Similarly the chance is close to 100% in the example with the glass of water because there are much more molecules of water in a glass than there are glasses of water in the total amount of water on the planet.

The atomic mass of hydrogen is 1.00784 u and that of oxygen is
15.9994 u. Therefore, the molecular mass of water with formula
H_{2}O is
(2 × 1.00784 u) + 15.9994 u = 18.01508 u.
Therefore, one molecule of water weighs 18.01508 u, and
one mole of water weighs 18.01508 grams.

A mole is defined as Avogadro's number of particles of any
kind of substance (atoms, molecules, or ions). Avogadro's
number is approximately 6.022 × 10^{23}.

Thus 18.01508 grams of water contain
6.022 × 10^{23} water molecules.

A glass of water, or 200 grams of water, therefore contains
6.6855 × 10^{24} water molecules.

The total mass of the hydrosphere is about
1.4 × 10^{24} grams, and thus the total
hydrosphere contains about 7 × 10^{21}
glasses of water (with 200 grams of water in each).
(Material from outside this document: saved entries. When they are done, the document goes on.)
PR #641, opened 2026-01-05
Add platform headers for Ibex's proprietary CSRs

nwf:
This is sat atop #558 and uses that machinery.

### DIFF
--- a/sdk/include/platform/ibex/platform-custom_csr.hh
+++ b/sdk/include/platform/ibex/platform-custom_csr.hh
@@ -1,0 +1,68 @@
+// Copyright Microsoft and CHERIoT Contributors.
+// SPDX-License-Identifier: MIT
+
+#pragma once
+
+/*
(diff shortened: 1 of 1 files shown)


nwf:
This is now rebased and ready to be merged, I think!

davidchisnall:
I'm a little bit uncertain about this because things in platform- are supposed to be platform *abstraction* layers, rather than just platform-specific things.  If we're going to put custom CSRs there, we should probably have a concept and a discovery mechanism, so we can ask constexpr questions such as:

 - Does the current CPU have this custom CSR?
 - Does the current CPU have a CSR for this functionality, and, if so, what is it and how do I set it?

nwf:
Hm.  I'm happy for this to be somewhere else, if we have / can add such a thing, since I'm not sure what the abstraction looks like, having only a single example from which to attempt generalization.

nwf:
Ah, and we need to rev the devcontainer to include the Kudu fix.

PR #642, opened 2026-01-06
loader: package as object for auditing

nwf:
Arrange for there to be a single file for "the loader" rather than it just being an "object"-kind xmake target whose objects get used in dependent targets' link phases.  This makes it slightly easier to reason about and investigate "the loader" as a thing.

### DIFF
--- a/sdk/core/loader/boot.S
+++ b/sdk/core/loader/boot.S
@@ -155,7 +155,7 @@
 	la_abs			s1, __thread_count
 	csetaddr		cs1, ca4, s1
 	clhu			s1, 0(cs1)
-	li			t0, -BOOT_THREADINFO_SZ
+	li			t0, -ThreadLoaderInfo_size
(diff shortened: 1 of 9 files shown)


davidchisnall:
I'd really like to never have .a files anywhere near our build flow.  If we need something like this, can we do `ld -r` and produce a .o file, like people who don't need to fit their linker in 64 KiB of RAM?

davidchisnall:
This needs rebasing after the refactor for the initialisation code.

davidchisnall (commented):
The changes look okay, as long as CI is happy (especially: with the compartment-initialisation tests), I'm happy.

nwf:
> This needs rebasing after the refactor for the initialisation code.

Whoop, I had that internally, just hadn't pushed it up.  Thanks for the reminder.

davidchisnall (approved):

PR #646, opened 2026-01-26
Only define away compartment name annotations for clang-tiday and bare-metal when no compartment name was specified to the compiler.

resistor:


davidchisnall (approved):

nwf (approved):
Seems sensible to me.

PR #1174, opened 2019-11-13
update to dot notation in ember-data section

sly7-7:


sly7-7:
@runspired Could you double check please ? Also I wonder if we should always mention `await` or `.then` in the docs

PR #1177, opened 2019-11-14
add tracked in the classNameBindings replacement

sly7-7:


jenweber:
I added and removed a comma just to get the percy tests to re-run. I am not sure why they totally failed, but it's almost certainly not caused by this PR.

PR #1190, opened 2019-12-07
Rename input helper to input component in docs

amyrlam:
It is confusing to mix components and helpers. Since all examples use angle braced invocation, they are components.

Replaces https://github.com/ember-learn/guides-source/pull/1097 (PR got stale)

cc @ondrejsevcik (added you as co-committer)


locks:
I think we should keep the filename the same so the diff is easier.

amyrlam:
@locks went that route based on the old PR https://github.com/ember-learn/guides-source/pull/1097 ... which got out of date / was faster to make a new PR and add @ondrejsevcik as co-committer than rebase it

> It is confusing to mix components and helpers.
> Since all examples use angle braced invocation, they are components if I'm not mistaken.

> Hi, thanks for bringing this up. We should indeed refer to them as components. However, anytime we rename a file, we need to create a redirect for the old file name. If you search this repository for "redirect," you will find out how to do it. This way, we don't kill links in blog posts and such.

amyrlam:
thanks! has the known node.js 12 netlify timeout error, so is good to merge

Therefore, if the water molecules in a glass of water were spread evenly throughout the entire hyrdrosphere, you would find around 1000 of those molecules in any glass of water.

So the probability that you in any glass of water will find at least 1 molecule of water once drunk by Cleopatra is practically 100%.

Note that this argument presumes that the number of water molecules that disintegrate over a longer time is insignificant - a presumption which I am not sure one can make.

The argument also presumes that the water in the hydrosphere is spreading extensively over time.

If someone can give a rough calculation of how big part of the water in the hydrosphere disintegrate over a certain time, or an estimation of the spreading of the water over time, then please give me some feedback on this.